┌──

PR #63, opened 2026-07-29
fix: stop losing anchors for back-matter and whole-file link targets (#62)

### LINKED ISSUE #62: TOC links to back-matter and whole-file targets are silently dropped
Reported from device: several TOC entries that are links in the EPUB are inert in the KFX — Afterword, Bibliography, Notes, Also by, About the Author, Discover More.

Extraction is correct in every case; the anchors are lost later, so `$179` has nothing to resolve and the link is dropped by design. Three distinct paths:

**1. Elided title-duplicate blocks take their ids with them.** Back-matter commonly opens with a heading equal to the chapter title (`AFTERWORD` in a chapter titled `AFTERWORD`). That block is dropped as redundant — but it carries the `id` the TOC links to. Its `anchor_keys` must be carried onto the chapter's first chunk.

**2. Image blocks never carried anchor_keys.** Figure ids (`#fig3`) live on image blocks, and the image branch appended the chunk without them, so links to figures resolved to nothing.

**3. Whole-file targets with no fragment.** `<a href="038_BM_006.xhtml">About the Author</a>` — the file-only fallback could only resolve a file that declares at least one id somewhere, and these files declare none. The first block of each document now also carries a bare-filename key.

Measured on the affected book: 20 anchor keys were being lost between the chapter list and the chunk list.

## Note on diagnosis

I initially tested the elision hypothesis and wrongly concluded it was not the cause — the probe called `extract_chapters_from_oeb` without `metadata=`, which yields generic `Section 35` titles that never match the heading. With metadata the real titles match and the elision fires. Worth recording because the wrong conclusion looked well-supported.

jloutsch:
Fixes #62. Stacked on #61.

Six TOC entries were inert on device. Extraction was correct in all six — the anchors were lost between the chapter list and the chunk list. **20 anchor keys** vanished this way on the affected book.

| path | cause |
|---|---|
| elided title-duplicate block | back-matter opens with a heading equal to its chapter title; the block is dropped as redundant, taking the TOC target id with it |
| image blocks | appended without `anchor_keys`, so figure ids (`#fig3`) anchored nothing |
| whole-file targets | `<a href="about.xhtml">` only resolved if that file declared some id; files declaring none were unreachable |

## Result on the real book

All six now link with full character coverage:

```
LINK cov= 9/9   AFTERWORD
LINK cov=13/13  Discover More
LINK cov=12/12  Bibliography
LINK cov=16/16  About the Author
LINK cov=19/19  Also by <author>
LINK cov= 5/5   Notes
```

## Diagnosis note

I tested the elision hypothesis early and **wrongly ruled it out** — my probe called `extract_chapters_from_oeb` without `metadata=`, which yields generic `Section 35` titles that never match the heading. With metadata the real titles match and the elision fires. I had already told the user it was not the cause. Recording it because the wrong conclusion looked well-supported, and only instrumenting the real generator settled it.

## Generality

Smoke-tested across four other EPUBs (English trade non-fiction, Russian, Korean, Japanese): all convert, **zero dangling links**, no nav junk. 571 tests pass, ruff clean, golden corpus unchanged.

### DIFF
--- a/plugin/kfxgen/converter.py
+++ b/plugin/kfxgen/converter.py
@@ -292,6 +292,13 @@ def _attach_anchor_keys(blocks, base_href):
             if normalized
             else []
         )
+    # A TOC entry may link to a whole file with no fragment
+    # (`<a href="about.xhtml">About the Author</a>`). Give the document's first
+    # block a bare-filename key so such links have something to resolve to —
+    # otherwise a file that declares no ids anywhere is unreachable and the
+    # link is silently dropped. (#62)
+    if normalized and blocks:
+        blocks[0]["anchor_keys"] = [normalized] + blocks[0]["anchor_keys"]
     return blocks
 
 
--- a/plugin/kfxgen/native_generator.py
+++ b/plugin/kfxgen/native_generator.py
@@ -40,6 +40,17 @@ SUPERSCRIPT_SHIFT = ("35", "$314")  # +35% of font size
 SUBSCRIPT_SHIFT = ("-20", "$314")  # -20% of font size
 
 
+def _dedupe_keys(keys):
+    """Order-preserving dedupe for anchor-key lists."""
+    seen = set()
+    out = []
+    for k in keys:
+        if k not in seen:
+            seen.add(k)
+            out.append(k)
+    return out
+
+
 def _safe_write_bytes(path, data):
     """Write `data` to `path` with symlink and traversal defenses (#45).
 
@@ -2471,6 +2482,10 @@ class NativeKFXGenerator:
 
         for ch_idx, chapter in enumerate(chapters):
             start_idx = len(all_chunks)
+            # Anchor ids belonging to blocks this chapter drops (a heading that
+            # duplicates the chapter title). Re-attached to the chapter's first
+            # chunk below so links to those ids still resolve. (#62)
+            carried_anchor_keys = []
             title = chapter["title"]
             toc_links = chapter.get("toc_links")
 
@@ -2544,6 +2559,15 @@ class NativeKFXGenerator:
                                         "spans": rebased_spans,
                                     }
                                 else:
+                                    # The block is gone, but its ids are what
+                                    # the TOC links to — a back-matter file
+                                    # opening with a heading equal to its
+                                    # chapter title is the common shape. Carry
+                                    # them onto the chapter's first chunk so
+                                    # the link still lands here. (#62)
+                                    carried_anchor_keys.extend(
+                                        first.get("anchor_keys") or []
+                                    )
                                     iter_blocks = iter_blocks[1:]
                         para_iter = iter_blocks
                     else:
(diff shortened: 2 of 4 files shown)


jloutsch:
## Gutenberg top-90 corpus sweep

Ran all 90 books through **both** a 5.5.0 baseline build and this stack (#54 → #61 → #63), in separate isolated Calibre configs. 180 conversions, **0 failures**.

| | baseline 5.5.0 | this stack |
|---|---|---|
| conversion failures | 0 | 0 |
| `$266` anchors carrying `$180` | **0** | 64,820 |
| `$179` link spans | 48,498 | 74,606 |
| dangling link targets | 48,498 (all of them) | **0** |
| nav junk blocks | 0 | 0 |
| books losing text | — | **0** |

### Every link in the corpus was dead before

The baseline emits 48,498 link spans and **zero** anchors carrying `$180`. That is #51 reproduced across 90 unrelated books: every internal link in every book kfxgen has ever produced resolved against nothing.

### Recovered text — 7 books

No book lost text. Seven gained it:

```
85_The_Lady_of_the_Lake      257,784 -> 462,714  (+79.5%)
71_Southern_Literature       660,623 -> 811,375  (+22.8%)
54_Color_Images_Mars_Rovers   44,432 ->  62,231  (+40.1%)
73_Beowulf                   229,627 -> 250,803   (+9.2%)
65_Carmen                    140,537 -> 146,460   (+4.2%)
43_Works_of_George_Gillespie 1,625,122 -> 1,691,826 (+4.1%)
40_History_of_Tom_Jones      1,921,238 -> 1,966,153 (+2.3%)
```

I checked this was real recovery rather than duplication before reporting it. On *The Lady of the Lake*: **0** blocks duplicated, **0** baseline blocks missing, and the 391 new blocks are the poem's stanzas — `Harp of the North! that mouldering long hast hung…`, `I. The stag at eve had drunk his fill…`. The baseline was dropping 44% of that book's body text.

That is the container-inline-text half of #61: a block element's own text was discarded whenever it also had block children. Verse and nested-markup books hit it hardest.

### Caveat

Gutenberg EPUBs are structurally simpler and more uniform than commercial publisher output — no DRM-era pagination navs, lighter CSS. The sweep is strong evidence against regressions and for the recovery fixes, but it is not a substitute for testing publisher EPUBs, which is where #58/#60 originally came from.

jloutsch:
## Device-verified ✅

Sideloaded a build carrying the full stack (#54 → #61 → #63 plus #57). All six previously-inert TOC entries — Afterword, Discover More, Bibliography, About the Author, Also by, Notes — now link correctly on hardware.

Together with the earlier confirmations this leaves the whole stack verified on-device:

| PR | fixes | status |
|---|---|---|
| #54 | #51 anchors, #52 superscript, #53 in-body links | ✅ device |
| #61 | #58 nested lists, #59 tail flags, #60 hidden navs | ✅ device |
| #63 | #62 anchor loss (elided headings, image blocks, whole-file targets) | ✅ device |
| #57 | #55 image byte gate | ✅ device |

The two entries that remain unlinked are correct: they target an external publisher URL, external URLs with no in-book anchor to resolve against.

Still unverified anywhere: **subscript** (`$31` negative shift). No reference file in the corpus uses one and no test book exercises it.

└──

◆ PROBLEM TO WORK ON ◆
All lines above that hold the string "cause" should be copied.

◆ RESPONSE TO THE EXERCISE ◆
I initially tested the elision hypothesis and wrongly concluded it was not the cause — the probe called `extract_chapters_from_oeb` without `metadata=`, which yields generic `Section 35` titles that never match the heading. With metadata the real titles match and the elision fires. Worth recording because the wrong conclusion looked well-supported.
| path | cause |
I tested the elision hypothesis early and **wrongly ruled it out** — my probe called `extract_chapters_from_oeb` without `metadata=`, which yields generic `Section 35` titles that never match the heading. With metadata the real titles match and the elision fires. I had already told the user it was not the cause. Recording it because the wrong conclusion looked well-supported, and only instrumenting the real generator settled it.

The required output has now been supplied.